I ask this question. And while its not always so clear.... numerous times over the last few weeks I've heard "Mark 12, child. Read Mark 12."
44 verses, parables, and quotes, and questions, and commandments, and examples....all pointing to love. All pointing to Love.
But this day - it's the vinedressers. It's their story that stirs me.
*(This passage is at the bottom of the post. But if you can, flip open the Scripts with your own hands and read with your own eyes, and be filled.)
I see myself there. Not in the vineyard owner (God). Not in the servants (God's faithful.) But in the vinedressers (those who reject God's message and His messengers.)
How many times have I done this? How many messengers of God have I rejected? Yes - his messengers still come by way of prophets and words and sermons - but also they come....
...in the eyes of a child. In those moments of escalating anger - how they open wide as if saying, "Mother, I'm watching you. Be careful - the way you live your life, Mama, can determine how I end up living mine. With Love or without Him."
...in the eyes of hunger. The child who isn't interested in a full toy box, but in a full tummy - has eyes that not only scrounge for food - but scrounge for the faithful, as if saying, "Who will have compassion on me? Who will show me His love? Anyone?"
...in the eyes of pain. The person who has known loss, affliction, addiction - their faces drawn and tired as if to say "Come to me in His name. Lighten my load even if just a little. All in the name of Love."
And how can I mention God's messengers - without mentioning beauty. Color. Life. Stare at a black-eyed susan....and the flower will stare back at you - as if to say, "See me. Do you see me? I exist. Beauty exists. And because of Him...I open wide my petals and give off glory that only comes from Glory."
I miss the messengers.
And then Jesus Himself....when He knocks (and He does knock) do I hear him? Or does the doubt, the distraction, the daily-grind drowned Him out? Or perhaps I hear Him - and choose to leave the door bolted shut. Rejecting - even Him.
The Cornerstone.
To my own eyes - this brings tears. I don't want to miss the messengers! I don't want anything to deafen my ears to the knocking!

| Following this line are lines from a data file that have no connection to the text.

PR #11518, opened 2021-12-06
Correctly register shutdown handler for presence workers

### LINKED ISSUE #11517: Error on shutdown when prescence is enabled
Spotted when I was reading through sytest logs.

```
21082-2021-12-06 18:04:19,715 - synapse.metrics.background_process_metrics - 246 - ERROR - generic_presence.on_shutdown-0 - Background process 'generic_presence.on_shutdown' threw an exception
21083-Traceback (most recent call last):
21084-  File "/venv/lib/python3.7/site-packages/synapse/metrics/background_process_metrics.py", line 242, in run
21085-    return await func(*args, **kwargs)
21086-TypeError: object NoneType can't be used in 'await' expression
```

The problem is that we register a call to `run_as_background_process` before shutdown here. We pass it the callable `self._on_shutdown`. The latter is a synchronous function, but `run_as_background_process` expects an async function.

https://github.com/matrix-org/synapse/blob/75ca0a6168f92dab3255839cf85fb0df3a0076c3/synapse/handlers/presence.py#L416-L428

The symptom was introduced in #10847 when we removed `maybe_awaitable`. But the underlying cause is that `_on_shutdown` didn't return a Deferred back when we expected it to. (Plus `addSystemEventTrigger` obscures the call from mypy. Probably extra confusion when this was rewritten from twisted defers to asyncs.)

DMRobertson:
Fixes #11517. See issue for the diagnosis.


clokep (approved):
Seems reasonable.

Anyway we could have caught this? (mypy? Something else?)

DMRobertson:
> Anyway we could have caught this? (mypy? Something else?)

I don't think there's an easy way. The problem is that this mypy doesn't know that we're going to call the third argument with the fourth and fifths as parameters.

```
        hs.get_reactor().addSystemEventTrigger(
            "before",
            "shutdown",
            run_as_background_process,
            "generic_presence.on_shutdown",
            self._on_shutdown,
        )
```

[ParamSpec](https://docs.python.org/3/library/typing.html?highlight=paramspec#typing.ParamSpec) might(?) help in the future but mypy hasn't got full support for that [yet](https://github.com/python/mypy/issues/8645). And anyway, that'd only be useful if twisted's annotations were updated, and I'm not sure that the twisted authors have a great deal of time to review changes ATM.

We could instead pass a callable that takes no arguments:

```
        hs.get_reactor().addSystemEventTrigger(
            "before",
            "shutdown",
            lambda: run_as_background_process(
                "generic_presence.on_shutdown", self._on_shutdown,
            ),
        )
```

Mypy rejects this.

```
$ mypy synapse/handlers/presence.py 
synapse/handlers/presence.py:419: error: Argument 2 to "run_as_background_process" has incompatible type "Callable[[], None]"; expected "Callable[..., Awaitable[Optional[Any]]]"  [arg-type]
Found 1 error in 1 file (checked 1 source file)
```

PyCharm makes it a warning too!

PR #11522, opened 2021-12-07
Fix the test breakage introduced by #11435 as a result of concurrent PRs

reivilibre:
Typical story, one of the PRs changed something that needed tests changing,

another PR had a test added because 'this needs more tests!'

and oops.

Sorry :)


squahtx (approved):
lgtm!

PR #11523, opened 2021-12-07
Fix 'delete room' admin api to work on incomplete rooms

### LINKED ISSUE #6547: Purge Room API reports "Unknown room" for room that exists
I have been in some kind of half in half out state with `!OGEhHVWSdvArJzumhm:matrix.org`, see https://github.com/matrix-org/synapse/issues/6520. Today I clicked clear cache in Riot and sync was failing with the following error:
Screen Shot 2019-12-13 at 8 02 10 PM

Attempting to use the purge room API on `!OGEhHVWSdvArJzumhm:matrix.org` returned:
```
{
    "errcode": "M_NOT_FOUND",
    "error": "Unknown room !OGEhHVWSdvArJzumhm:matrix.org"
}
```

The only way I could figure out how to get my sync to work was to go into the Synapse manhole and run `hs.get_datastore().purge_room('!OGEhHVWSdvArJzumhm:matrix.org')` which let the sync complete.

richvdh:
If, for some reason, we don't have the create event, we should still be able to purge a room.

Fixes #6547.

### DIFF
--- a/synapse/handlers/room.py
+++ b/synapse/handlers/room.py
@@ -1535,20 +1535,13 @@ class RoomShutdownHandler:
             await self.store.block_room(room_id, requester_user_id)
 
         if not await self.store.get_room(room_id):
-            if block:
-                # We allow you to block an unknown room.
-                return {
-                    "kicked_users": [],
-                    "failed_to_kick_users": [],
-                    "local_aliases": [],
-                    "new_room_id": None,
-                }
-            else:
-                # But if you don't want to preventatively block another room,
-                # this function can't do anything useful.
-                raise NotFoundError(
-                    "Cannot shut down room: unknown room id %s" % (room_id,)
-                )
+            # if we don't know about the room, there is nothing left to do.
+            return {
+                "kicked_users": [],
+                "failed_to_kick_users": [],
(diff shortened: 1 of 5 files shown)


synapse/handlers/room.py
```diff
@@ -1535,20 +1535,13 @@ async def shutdown_room(
...
-                    "failed_to_kick_users": [],
-                    "local_aliases": [],
-                    "new_room_id": None,
-                }
-            else:
-                # But if you don't want to preventatively block another room,
-                # this function can't do anything useful.
-                raise NotFoundError(
-                    "Cannot shut down room: unknown room id %s" % (room_id,)
-                )
```
babolivier, line 1551: I'm a bit on the fence about this. I'd think it more helpful to only return a 200 response if something has actually happened. But it's not a hill I'm willing to die on.

babolivier (approved):

synapse/handlers/room.py
richvdh: I don't disagree, but at this point, we don't know if something has actually happened, because we haven't yet tried to delete things. Keeping track of "did anything actually happen" is fiddly, at best.

PR #11524, opened 2021-12-07
Fix `ModuleApi.looping_background_call` for non-async functions

squahtx:
After #10847, `looping_background_call` would print an error in the logs
every time a non-async function was called. Since the error would be
caught and ignored immediately, there were no other side effects.


synapse/module_api/__init__.py
```diff
@@ -1014,9 +1015,7 @@ def looping_background_call(
                 run_as_background_process,
                 msec,
                 desc,
-                f,
-                *args,
-                **kwargs,
+                lambda: maybe_awaitable(f(*args, **kwargs)),
```
DMRobertson, line 1018: A shame mypy couldn't have spotted this.

I wonder how feasible a mypy plugin would be here?

DMRobertson (approved):
I'm happy if CI is happy.

synapse/module_api/__init__.py
squahtx: `ParamSpec` would have caught this, if only mypy had support for it.
I'm not a big fan of plugins since they tie you to a specific type checker.

PR #521, opened 2022-05-06
Python Bindings for Pairwise Linestring Distance

isVoid:
This PR introduces python bindings for pairwise linestring distance. Depends on #510 and has lots of commits from that PR. Should reduce once #510 merges.


isVoid:
Note - the doc entry of this method will be added after #523 is merged.

python/cuspatial/cuspatial/_lib/linestring_distance.pyx
```diff
@@ -0,0 +1,39 @@
...
+    cdef column_view linestring1_offsets_view = linestring1_offsets.view()
+    cdef column_view linestring1_points_x_view = linestring1_points_x.view()
+    cdef column_view linestring1_points_y_view = linestring1_points_y.view()
+    cdef column_view linestring2_offsets_view = linestring2_offsets.view()
+    cdef column_view linestring2_points_x_view = linestring2_points_x.view()
+    cdef column_view linestring2_points_y_view = linestring2_points_y.view()
+
+    cdef unique_ptr[column] c_result
+    with nogil:
+        c_result = move(cpp_pairwise_linestring_distance(
```
harrism, line 30: Why do you `move` here and in the return line below?

python/cuspatial/cuspatial/core/gis.py
```diff
@@ -335,3 +338,40 @@ def polyline_bounding_boxes(poly_offsets, xs, ys, expansion_radius):
     return DataFrame._from_data(
         *cpp_polyline_bounding_boxes(poly_offsets, xs, ys, expansion_radius)
     )
+
+
+def pairwise_linestring_distance(xs1, ys1, offsets1, xs2, ys2, offsets2):
+    """Compute the distances of pairs of linestrings from two arrays.
```
harrism, line 344: Let's use the same description as in the C++ API.

```suggestion
    """Compute shortest distance between pairs of linestrings (a.k.a. polylines).
```

Please also copy the examples from the C++ API here.

python/cuspatial/cuspatial/core/gis.py
```diff
@@ -335,3 +338,40 @@ def polyline_bounding_boxes(poly_offsets, xs, ys, expansion_radius):
     return DataFrame._from_data(
         *cpp_polyline_bounding_boxes(poly_offsets, xs, ys, expansion_radius)
     )
+
+
+def pairwise_linestring_distance(xs1, ys1, offsets1, xs2, ys2, offsets2):
```
harrism, line 343: In the C++ API you have the offsets before the coordinates, which is the opposite of this Python API. It would be nice to keep them consistent.

python/cuspatial/cuspatial/core/gis.py
```diff
@@ -335,3 +338,40 @@ def polyline_bounding_boxes(poly_offsets, xs, ys, expansion_radius):
...
+    """Compute the distances of pairs of linestrings from two arrays.
+
+    Parameters
+    ----------
+    xs1
```
harrism, line 348: Use the parameter descriptions from the C++ API since they should be the same.

harrism (changes requested):
Just some suggestions on expanding the documentation and making it match the C++ API, since the behavior should be the same.

python/cuspatial/cuspatial/_lib/linestring_distance.pyx
isVoid: I believe this relates to how cython translates it into cpp. Without `move` this line is tranlated into:
```cpp
        /* "cuspatial/_lib/linestring_distance.pyx":30
 *     cdef unique_ptr[column] c_result
 *     with nogil:
 *         c_result = cpp_pairwise_linestring_distance(             # <<<<<<<<<<<<<<
 *             linestring1_offsets_view,
 *             linestring1_points_x_view,
 */
        try {
          __pyx_t_2 = cuspatial::pairwise_linestring_distance(__pyx_v_linestring1_offsets_view, __pyx_v_linestring1_points_x_view, __pyx_v_linestring1_points_y_view, __pyx_v_linestring2_offsets_view, __pyx_v_linestring2_points_x_view, __pyx_v_linestring2_points_y_view);
        } catch(...) {
          #ifdef WITH_THREAD
          PyGILState_STATE __pyx_gilstate_save = __Pyx_PyGILState_Ensure();
          #endif
          __Pyx_CppExn2PyErr();
          #ifdef WITH_THREAD
          __Pyx_PyGILState_Release(__pyx_gilstate_save);
          #endif
          __PYX_ERR(0, 30, __pyx_L4_error)
        }
        __pyx_v_c_result = __pyx_t_2;
      }
```
The last line by default copies `__pyx_t_2` into a new variable and will error for `unique_ptr`.

thomcom (approved):
lg2m

vyasr:
@isVoid I'm pretty sure the test failures here came from CI merging in my scikit-build changes from branch-22.06 down into your branch and then attempting to compile the resulting files. Since the new builds require adding the Python files to the CMakeLists.txt, your new module wasn't getting compiled. I merged in branch-22.06 and added the new file, which hopefully should fix the issue.

harrism:
> RuntimeError: cuSpatial failure at: /workspace/.conda-bld/work/cpp/src/spatial/linestring_distance.cu:292: Mismatch number of linestrings in the linestring pair array.

harrism (approved):

harrism:
@gpucibot merge

PR #523, opened 2022-05-11
Update Documentation with Pydata Sphinx Theme, and more

### LINKED ISSUE #459: [DOC] Update cuSpatial documentation to use PyData Sphinx theme
As summarized by @isVoid in https://github.com/rapidsai/cudf/issues/7098 , Python API documentation for RAPIDS projects has historically used the Sphinx Read The Docs theme and served a single large HTML page. This has caused the docs to load slowly as API surfaces have grown and caused users to experience potentially significant latency/delays when searching for functions.

In https://github.com/rapidsai/cudf/pull/8746 , @galipremsagar updated the cuDF documentation to the more responsive PyData Sphinx theme. In https://github.com/rapidsai/cugraph/pull/1793, @BradReesWork made a similar change.

Updating the cuSpatial documentation to the PyData Sphinx theme should improve the user experience for our documentation.

isVoid:
This PR closes #459 . It updates the sphinx theme with `Pydata-sphinx-theme`.

Besides this PR also:

- [x] Fixed all existing warnings emitted during rendering the doc
- [x] Added a new section: `internals.rst` to focus on discussing GeoArrow format. Shuffled around the docstrings for `GeoArrowBuffer` and make background description and API usage relatively independent, but all presented in the same page for shared context.
- [x] Minor improvement to `from_geopandas` docstring.


isVoid:
Front page:
image

docs/source/api_docs/internals.rst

And this.... it's up to me. I choose. Reject, recoil verses receive, rejoice. The choice is mine.
Oh Father - that you would open my eyes to the message. That you would open my ears to the knocking. That my mind would be tilted to the Maker. That I would catch the countenance of the chief cornerstone.
Let me not only see - but go looking. For You. In the utterances,and in the eyes - of the ones you send.
"The only way to see God manifested in the world around is with the eyes of Jesus within."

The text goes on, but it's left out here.